PR #396, opened 2023-05-19
Prevent jobs from being enqueued in the past

dtcristo:
It's relatively easy for this to happen by accident (e.g. time drift on a rogue server), and it throws a spanner in the works if you're monitoring for oldest job in the queue.

### TODO
- Fix specs.

### DIFF
--- a/lib/que/job.rb
+++ b/lib/que/job.rb
@@ -17,7 +17,7 @@ module Que
         (
           coalesce($1, 'default')::text,
           coalesce($2, 100)::smallint,
-          coalesce($3, now())::timestamptz,
+          greatest($3, now())::timestamptz,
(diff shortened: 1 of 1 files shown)


hlascelles:
We wouldn't like this. If we have many similar jobs (same queue and priority) we can use run_at to put a job to the front. 

Also if you have (say) a schedule you'd like to insert at the beginning of the day, distributed across the day, then if they back up they will run in a predictable order. If this change goes in and the scheduler runs late, then the run order is non-deterministic.

oeoeaio:
I have to say that I'm not in favour of enforcing this kind of behaviour universally. If you need this functionality I suggest you build it into some kind of wrapper.

PR #401, opened 2023-10-09
Allow running Que on Rails 7.1

texpert:
QueAdapter [has been removed from ActiveJob in Rails 7.1](https://github.com/rails/rails/pull/46005), so now a Rails 7.1 app fails to start with the `cannot load such file -- active_job/queue_adapters/que_adapter (LoadError)` even if not using ActiveJob with Que.

This PR is enabling running Que on Rails 7.1 not requiring `que/active_job/extensions`.

Issue #399, opened 2023-09-19
Is there any way to use tags with ActiveJob


skv-headless:
Tags work:
`ChargeCreditCard.enqueue(card.id, user_id: current_user.id, job_options: { tags: ["hello"] })`

Tags don't work:
`ChargeCreditCard.perform_later(card.id, user_id: current_user.id, job_options: { tags: ["hello"] })`

Maybe I miss something?

ZimbiX:
Hmm, I'm afraid not!

https://github.com/que-rb/que/blob/9744019261eccc4bd3a2f3d05d45c957632c2d22/lib/que/active_job/extensions.rb#L62-L70

I'll have a quick look into how tags support could be added.

ZimbiX:
I've not used tags before, nor have I ever been clear on their purpose. Is there a reason you can't have your tags be a job kwarg?

ZimbiX:
> We've dropped support for job options supplied as top-level keywords, but ActiveJob's QueAdapter still uses them. So we have to move them into the job_options hash ourselves. 

I looked into this. The manual construction of `job_options` was only in edge Rails for 6 months (https://github.com/rails/rails/pull/44734 until https://github.com/rails/rails/pull/46005 / 2022-03-22 – 2022-09-13), with both merge commits showing a Git tag of `v7.1.0.beta1`, so given that, I read that it never made it into the `v7.1.0` release. However, it [was backported to `7-0-stable`](https://github.com/rails/rails/pull/44734#issuecomment-1159380677), and it's [still present there](https://github.com/rails/rails/blob/7-0-stable/activejob/lib/active_job/queue_adapters/que_adapter.rb), so I gathered that it was released in a v7.0.x, and yes, it was [released in v7.0.4](https://github.com/rails/rails/releases/tag/v7.0.4#:~:text=Jakub%20Malinowski-,active%20job,-Update%20ActiveJob%3A%3AQueueAdapters).

So. We can't just assume it's safe to change the handling of `job_options` in Que's ActiveJob extensions.

skv-headless:
> I've not used tags before, nor have I ever been clear on their purpose.
for example synchronization produces some amount of jobs. I mark them with tag and get synchronization progress.

> Is there a reason you can't have your tags be a job kwarg
I think I can. It would just require some refactoring

Wanted your opinion before starting to refactor. 
Thank you for a quick response 🙏

ZimbiX:
[...]

PR #403, opened 2023-10-09
Support Rails 7.1+ by adding ActiveJob Que adapter removed from Rails

ZimbiX:
ActiveJob's Que adapter was removed from Rails in https://github.com/rails/rails/pull/46005 (issue: https://github.com/rails/rails/issues/45899). This is a good thing for simplicity - Que and ActiveJob won't have to keep patching over each other's changes. But it's unfortunately broken Que in Rails.

Sorry, I didn't realise this would be an issue in removing the Que adapter from Rails! 😬 I really should have tested that before giving the go ahead.

The adapter is still necessary, and so this PR incorporates it into Que.

I'd thought we'd need to now use `ActiveJob::Base.queue_adapter = ActiveJob::QueueAdapters::QueAdapter.new` rather than `ActiveJob::Base.queue_adapter = :que`, but it seems that by keeping the adapter class namespace unchanged, we can still use the latter. We have to keep it unchanged for backwards compatibility, as the class name of `ActiveJob::QueueAdapters::QueAdapter::JobWrapper` must remain the same, given this string would be in old job records in the database.

Because the class name needs to remain the same, but we still need to support older versions of ActiveJob where that class exists there, I've defined the adapter here only when the version of ActiveJob is 7.1+.

I was able to simplify the adapter slightly by removing `#require_job_options_kwarg?`, since the Que codebase only has to cater for one version of Que =P

I considered removing & inlining `Que::ActiveJob::WrapperExtensions::ClassMethods#enqueue` into our Rails 7.1+ QueAdapter, but it still needs to exist in place to support older versions of Rails =\ Keeping it in place conditionally based on the Rails version would be [a bit complex](https://github.com/que-rb/que/issues/399#issuecomment-1725170442), and so perhaps not an improvement.

Supersedes https://github.com/que-rb/que/pull/401.

### DIFF
--- a/.github/workflows/tests.yml
+++ b/.github/workflows/tests.yml
@@ -8,16 +8,16 @@ jobs:
     strategy:
       matrix:
         ruby_version: ['2.7', '3.0', '3.1', '3.2']
-        rails_gemfile: ['6.0', '6.1', '7.0']
+        rails_gemfile: ['6.0', '6.1', '7.0', '7.1']
         postgres_version: ['14']
         include:
         # Postgres versions
-        - { ruby_version: '3.2', rails_gemfile: '7.0', postgres_version: '9' }
-        - { ruby_version: '3.2', rails_gemfile: '7.0', postgres_version: '10' }
-        - { ruby_version: '3.2', rails_gemfile: '7.0', postgres_version: '11' }
-        - { ruby_version: '3.2', rails_gemfile: '7.0', postgres_version: '12' }
-        - { ruby_version: '3.2', rails_gemfile: '7.0', postgres_version: '13' }
-        - { ruby_version: '3.2', rails_gemfile: '7.0', postgres_version: '14' }
+        - { ruby_version: '3.2', rails_gemfile: '7.1', postgres_version: '9' }
+        - { ruby_version: '3.2', rails_gemfile: '7.1', postgres_version: '10' }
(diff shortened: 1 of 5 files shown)


texpert (approved):
Awesome!

mezza:
Any ETA on the PR being merged and a new gem being cut? Thanks in advance.

oeoeaio (approved):

oeoeaio:
Thanks @ZimbiX, let's do it.

oeoeaio:
Gah, unfortunately this has broken the build. Trying to work out why. Maybe Rails 7.1.1 release a few days ago breaks support for postgres 9 somehow?

oeoeaio:
> Any ETA on the PR being merged and a new gem being cut? Thanks in advance.

Done. @ZimbiX I might need to you announce it on discord, I don't seem to have permission.

ZimbiX:
> @ZimbiX I might need to you announce it on discord, I don't seem to have permission.

Done =)

Thanks for working out the failure! I agree with your workaround (https://github.com/que-rb/que/pull/405). I imagine their fix would be included in the next release of Rails, so it looks like [excluding 7.1.1](https://www.simplybusiness.co.uk/about-us/tech/2017/11/bundler-can-exclude-gem-versions/) was another option.

PR #356, opened 2019-03-18
improve domain recon + update related scripts where used

doomedraven:
this will allow to users set their extended/custom tld(s) lists and mute/point to extended tld lists to retrieve, or not leak server ip to tldextract each time and they can update tld list from tldextract by cron

right now it not support for example urls wtih .bit tld, so this fixes it :)

```
core.errors.ObservableValidationError: http://X.bit/X/X.php was not recognized as a viable datatype
```

### DIFF
--- a/core/common/utils.py
+++ b/core/common/utils.py
@@ -1,0 +1,24 @@
+import logging
+from core.config.config import yeti_config
+from tldextract import TLDExtract
+
+
+tld_extract_dict = {
+    'extra_suffixes': list(),
+    'suffix_list_urls': None
+}
+
+if yeti_config.tldextract.extra_suffixes:
+    tld_extract_dict['extra_suffixes'] = yeti_config.tldextract.extra_suffixes.split(',')
+if yeti_config.tldextract.suffix_list_urls:
+    tld_extract_dict['suffix_list_urls'] = yeti_config.tldextract.suffix_list_urls
+
+def tldextract_parser(url):
+    parts = None
+
+    try:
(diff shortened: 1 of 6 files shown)


tomchop:
This is definitely a solution to the TLD extraction problem, thanks!

Unfortunately though it seems that you need to do some extra checking when accessing the config parameters, Travis is blowing up:

```
  File "./yeti.py", line 7, in <module>
    from core.web import webapp
  File "/home/travis/build/yeti-platform/yeti/core/__init__.py", line 4, in <module>
    from core.exports import Export
  File "/home/travis/build/yeti-platform/yeti/core/exports/__init__.py", line 1, in <module>
    from core.exports.export import ExportTemplate
  File "/home/travis/build/yeti-platform/yeti/core/exports/export.py", line 17, in <module>
    from core.observables import Observable, Tag
  File "/home/travis/build/yeti-platform/yeti/core/observables/__init__.py", line 6, in <module>
    from core.observables.url import Url
  File "/home/travis/build/yeti-platform/yeti/core/observables/url.py", line 10, in <module>
    from core.observables.hostname import Hostname
  File "/home/travis/build/yeti-platform/yeti/core/observables/hostname.py", line 5, in <module>
    from core.common.utils import tldextract_parser
  File "/home/travis/build/yeti-platform/yeti/core/common/utils.py", line 11, in <module>
    if yeti_config.tldextract.extra_suffixes:
AttributeError: Config instance has no attribute 'tldextract'
```

tomchop:
Thanks!

PR #363, opened 2019-03-21
Update yeti_feeds.service

threathive:
Just cleaning up the command line here... it works , but maybe causes some issues for some people.


sebdraven:
Thanks for your PR!

PR #364, opened 2019-03-22
Create haveibeenpwned.py

threathive:
A simple plugin to check emails against known breaches or otherwise compromised data sets.

### DIFF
★ ★ ★ ★ ★
Please output the lines of the listing above that fall in the stretch from the one with "-17,7 +17,7 @@ module Que" through the one with "We wouldn't like", exactly and only those.

→ **Solution below**
@@ -17,7 +17,7 @@ module Que
         (
           coalesce($1, 'default')::text,
           coalesce($2, 100)::smallint,
-          coalesce($3, now())::timestamptz,
+          greatest($3, now())::timestamptz,
(diff shortened: 1 of 1 files shown)


hlascelles:
We wouldn't like this. If we have many similar jobs (same queue and priority) we can use run_at to put a job to the front. 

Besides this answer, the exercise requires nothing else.